2. The multi-level intelligent link-based data heterogeneous federation learning method according to claim 1, wherein in the step S2, each client builds the locally preset heterogeneous data through different dirichlet allocation function parameters and different sampling rates;

3. The multi-level intelligent link-based data heterogeneous federation learning method according to claim 1, wherein in step S2, the gradient update information of each client local model is specifically gradient update information of the last layer of the local model.

4. A multi-level intelligent link-based data heterogeneous federal learning method according to claim 3, wherein the gradient update information of the last layer of each client local model is specifically:

5. The multi-level intelligent link-based data heterogeneous federation learning method according to claim 4, wherein the loss function L _i of the ith client is a negative log likelihood loss function, specifically:

L_i(y,f(x))＝-log(f(x)[y])

6. The multi-level intelligent link-based data heterogeneous federation learning method according to claim 1, wherein the clustering algorithm preset in step S3 comprises: any one of a condensation hierarchical clustering algorithm, a K-means clustering algorithm, a DBSCAN clustering algorithm, a spectral clustering algorithm, an OPTICS clustering algorithm and a MEAN SHIFT clustering algorithm.

7. The multi-level intelligent link-based data heterogeneous federation learning method according to claim 1, wherein in the step S4, for the clients of the same logical group, performing intra-group serial training includes:

Wherein, Representing model parameters of the ith client in the jth group when the t+1st round of cascade optimization iteration is performed,/>Model parameters representing the i-1 th client; d _i represents heterogeneous data locally preset by the ith client.
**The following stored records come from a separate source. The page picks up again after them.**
PR #259, opened 2026-05-15
feat(ses): permit TextEncoder and TextDecoder as universal intrinsics

kriscendobot:
Refs: endojs/endo#2635

## Description

Adds `TextEncoder` and `TextDecoder` to SES's `universalPropertyNames` and the permits graph so that the WHATWG Encoding Standard codecs are tamed alongside the other primordials and available identity-equal on every compartment. The permitted prototype methods are `encode`, `encodeInto`, and `decode`; the permitted getters are `encoding`, `fatal`, and `ignoreBOM`. The shim implements Phase 1 and Phase 2 of `designs/hardened-text-codecs-shim.md` (on the `llm` branch).

These constructors are pure transformations between `string` and `Uint8Array` with no static side channels and no exposed iterator prototype. They belong on the universal bucket, not the initial/shared split: one constructor identity across every compartment.

### Security Considerations

No new authority is introduced. `TextEncoder` and `TextDecoder` are powerless: their methods take `string` and `Uint8Array` and return `string` and `Uint8Array`. There is no global registry, no callback hook, and no side channel through which one compartment could observe another's encoding activity. Freezing the constructor and prototype closes the prior monkey-patching avenue that the unhardened host objects exposed.

### Scaling Considerations

No measurable impact on lockdown cost: two new entries on the universal sampling pass and two new permits subtrees. The native codecs are faster and lower-allocation than the JavaScript byte-array shims they replace in downstream code, so adopting them is a net win.

The changeset names the new affordance and the obligation on upgrade: any code that monkey-patches `TextEncoder.prototype` or `TextDecoder.prototype` after `lockdown()` must move the mutation before lockdown, the same rule that already applies to every other intrinsic. Otherwise this is purely additive.

### Testing Considerations

Two new test files under the SES test directory cover the design's test plan: presence on the start compartment, identity across compartments (universal), freezing of constructor and prototype, the `encoding` getter invariant (always `'utf-8'`), round-trip semantics in and out of compartments, the `fatal` option on `TextDecoder`, and `encodeInto`. A companion test deletes the codecs from `globalThis` before `lockdown()` to exercise the XS-style degradation path on a host that does provide them.

Regression evidence: temporarily reverting the permits change and re-running the codec tests causes seven of the twelve assertions to fail with `TypeError: TextEncoder is not a constructor` and frozen-check failures, confirming the assertions are load-bearing against the permits-table contract. Restoring the change returns the suite to green. The missing-on-host test is structural rather than regression-bearing: it exercises that lockdown succeeds without the codecs, which is the existing `sampleGlobals` behavior the design relies on.

Code that mutates `TextEncoder.prototype` or `TextDecoder.prototype` after `lockdown()` will throw. Such mutations must move before lockdown. This is the same rule that already applies to every other tamed intrinsic, called out explicitly in the changeset.

### Upgrade Considerations

None beyond the compatibility note above.

## Out of scope

Phase 3 of the design (audit of downstream `Buffer.from(...)` / `.toString('utf...')` call sites for migration to the newly available codecs) is informational and will land as a separate PR.

No polyfill is included; XS users continue to lack `TextEncoder` and `TextDecoder`. A separate polyfill design can layer cleanly on top when there is demand.


kriscendobot (commented):
## Code-panel review of PR #259

Panel execution: in-band-fallback (harness lacked `Agent` / `Task` tool, twelve seats run sequentially against per-seat role files).
Panel kind: code-panel (twelve seats: assessor, typist, stylist, packager, archivist, prover, curator, migrator, locksmith, warden, saboteur, breaker).

The PR permits `TextEncoder` and `TextDecoder` as universal intrinsics in `packages/ses/src/permits.js` and extends `packages/ses/src/cauterize-property.js` with an escape hatch for the Chromium V8 case where native function intrinsics expose non-configurable `arguments` and `caller` own properties. The diff is small, well-motivated, and the changeset prose accurately describes both the affordance and the upgrade hazard. The twelve-seat panel surfaced one should-fix item (test coverage for the V8 escape hatch), a small cluster of comment-only items, and no in-scope must-fix items.

### Must-fix before merge

None.

### Should fix in this PR

- **No unit-test coverage for the V8 `arguments` / `caller` escape hatch in `cauterize-property.js`.** Commit `b2a3657fc` adds a new code path (`packages/ses/src/cauterize-property.js:68-77`) that tolerates non-configurable `arguments` and `caller` on function-typed intrinsics. Reverting the branch would not be caught by any test in the suite; the commit message correctly notes the path is exercised by Chromium browser-tests but not by the Node-based AVA suite. A direct unit test that constructs a function with a non-configurable `arguments` property (via `Object.defineProperty` in a controlled fixture) and calls `cauterizeProperty` directly, asserting it returns without throwing, would close the coverage gap. Alternatively, an explicit comment in the test directory documenting that the path is exercised only by Chromium CI would make the constraint discoverable. (Prover; the V8-platform gap aligns with the migrator's secondary read.)

### Comment-only

- **Operator-log noise on the V8-tolerated path** (`packages/ses/src/cauterize-property.js:59-77`). The existing `if (!known) warn('Removing ${subPath}')` runs *before* the new V8 escape hatch and emits "Removing X.arguments". The new branch then emits "Tolerating undeletable X.arguments on native function". Operators receive two warnings for the same property in the V8 case. Consider reordering the escape-hatch check above the `!known` warn, or accept the pair as the diagnostic trail. (Assessor.)
- **Bare `TextEncoder` / `TextDecoder` identifiers in `packages/ses/test/text-codecs.test.js`** (around lines 162, 175, 200-209). The file's `/* global globalThis */` directive does not declare these. Tests run fine post-lockdown because the codecs become global properties, but ESLint may flag `no-undef` unless the globals comment is widened or the references are qualified with `globalThis.`. (Typist.)
- **PR body claim "encoding getter invariant (always 'utf-8')" is imprecise for `TextDecoder`.** `TextEncoder.prototype.encoding` is always `'utf-8'` per spec; `TextDecoder.prototype.encoding` reflects the constructor argument (defaults to `'utf-8'`). The test correctly asserts only the default; the PR description and the comment block on the `encoding getter returns "utf-8"` test could match the spec more precisely. Code is fine. (Saboteur, Breaker.)
- **Design doc referenced from PR body lives on a separate branch.** The PR body cites `designs/hardened-text-codecs-shim.md` on the `llm` branch, not present on `master`. A reader following the link from the master-targeted PR cannot click through to the design rationale. The changeset and code comments together carry the rationale, so the loss is bounded. (Packager.)
- **Tests 5 and 6 (frozen-check) verify on revert via the prototype-dereference path rather than the freeze assertion.** `Object.isFrozen(undefined)` returns `true` (JavaScript quirk), so the explicit freeze assertion would still pass on revert; the test fails because `globalThis.TextEncoder.prototype` then dereferences `undefined.prototype` and throws. The tests are load-bearing on revert (just via a different failure mode); adding a `t.is(typeof globalThis.TextEncoder, 'function')` precondition assert would make the failure mode cleaner. (Prover.)

### Out of scope / follow-up

- **Defensive coverage on asymmetric host availability.** `text-codecs-missing.test.js` deletes both `TextEncoder` and `TextDecoder` before lockdown. A host that provides exactly one (theoretical; no current host does this) is untested. The code paths are symmetric and the gap is largely theoretical; a follow-up test would be defensive coverage. (Breaker.)
- **Defensive coverage on `TextDecoder({fatal: true})` throw path.** Tests assert the `fatal` getter returns the option, but not that decoding ill-formed UTF-8 with `fatal: true` actually throws. The throw path is host-implementation; SES does not intercept it. Follow-up defensive test. (Saboteur.)
- **Phase 3 of the design** (audit of downstream `Buffer.from(...)` / `.toString('utf...')` migration sites) explicitly out of scope per the PR body; follow-up PR.
- **No polyfill for XS.** Explicitly out of scope per the PR body; a separate polyfill design can layer on top.

### Per-area summary

- **Correctness / control flow (assessor):** the V8 escape hatch's control flow is correct; the only call-out is the two-warning operator log pattern.
- **Type accuracy (typist):** types and JSDoc shapes are consistent; the only call-out is the bare-identifier ESLint hazard in the test file.
- **Naming (stylist):** new identifiers follow established intrinsic-prototype conventions (`%TextEncoderPrototype%`, etc.); no gratuitous renames.
- **Diff hygiene and changeset (packager):** three-commit split (`feat` + `test` + `fix`) is well-shaped; changeset prose accurately describes both behaviors and the upgrade hazard; bump-level (`minor`) is correct.
- **Docs and comment prose (archivist):** the expanded `cauterize-property.js` block and the changeset prose both describe the new behavior accurately and motivate it.
- **Regression evidence (prover):** every test in `text-codecs.test.js` is load-bearing against the specific permit-table entry it pins (verified by walking the revert hypothetical for each); the V8 escape hatch path lacks unit coverage (should-fix above).
- **Public-API surface (curator):** purely additive; no exports renamed, retyped, or removed; `minor` bump matches the surface delta.
- **Backwards compatibility / migration (migrator):** the post-lockdown monkey-patching break is the same uniform rule that already applies to every other tamed intrinsic and is explicitly called out in the changeset; no peer-dep cascade required.
- **Capability flow (locksmith):** the PR's "no new authority" claim is well-supported; the codecs are pure transformations between string and `Uint8Array`, no callbacks, no global registry, no cross-compartment side channels.
- **SES boundary and harden discipline (warden):** the universal-bucket placement is justified; constructors and prototypes are frozen post-lockdown; the cauterize-property escape hatch is sound (strict mode read of `.arguments` / `.caller` still throws, so the leftover property is not a post-lockdown integrity hazard).
- **Adversarial inputs (saboteur):** input-shape attacks all reduce to host behavior the module deliberately does not intercept; the encoding-getter prose imprecision is the only call-out.
- **Invariant attacks (breaker):** every claimed invariant survives the brainstormed attack list within SES's threat model.

The panel reads the PR as ready to merge once the should-fix coverage gap is addressed (or explicitly deferred). The cluster of comment-only items can be addressed during or after the fix without blocking.

kriskowal:
Mirror of https://github.com/endojs/endo/pull/3322 (head 7d434b939).

packages/ses/src/cauterize-property.js
```diff
@@ -49,6 +59,22 @@ export const cauterizeProperty = (
   if (!known) {
     warn(`Removing ${subPath}`);
   }
+  // Detect the Chromium-native-function case: V8 surfaces native function
```
kriskowal: I was unable to find evidence supporting this assertion. Please cross check https://github.com/kriscendobot/chrome-native-function-caller-arguments-repro

kriscendobot: Addressed in fa2c5d023141 (Revert "fix(ses): tolerate undeletable arguments/caller on native function intrinsics"). Cross-checking the cited reproduction in current Playwright Chromium, Firefox, and WebKit found no own arguments or caller properties on native TextEncoder or TextDecoder. The unsupported Chromium-specific workaround was removed.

8. The multi-level intelligent federation-based data heterogeneous federation learning method according to claim 1, wherein in step S5, the local model after cascade optimization of each proxy client is uploaded to a server, and the server aggregates all the received local models after cascade optimization, and the specific formula is as follows:

9. The multi-level intelligent link-based data heterogeneous federal learning method according to claim 1, wherein in the step S6, the preset stopping condition is: repeating steps S2-S5 for times to reach a preset value, or the new global model meets the preset precision requirement.

10. A computer-readable storage medium, on which a computer program is stored, characterized in that the computer program, when being executed by a processor, implements the steps of the method of any one of claims 1-9.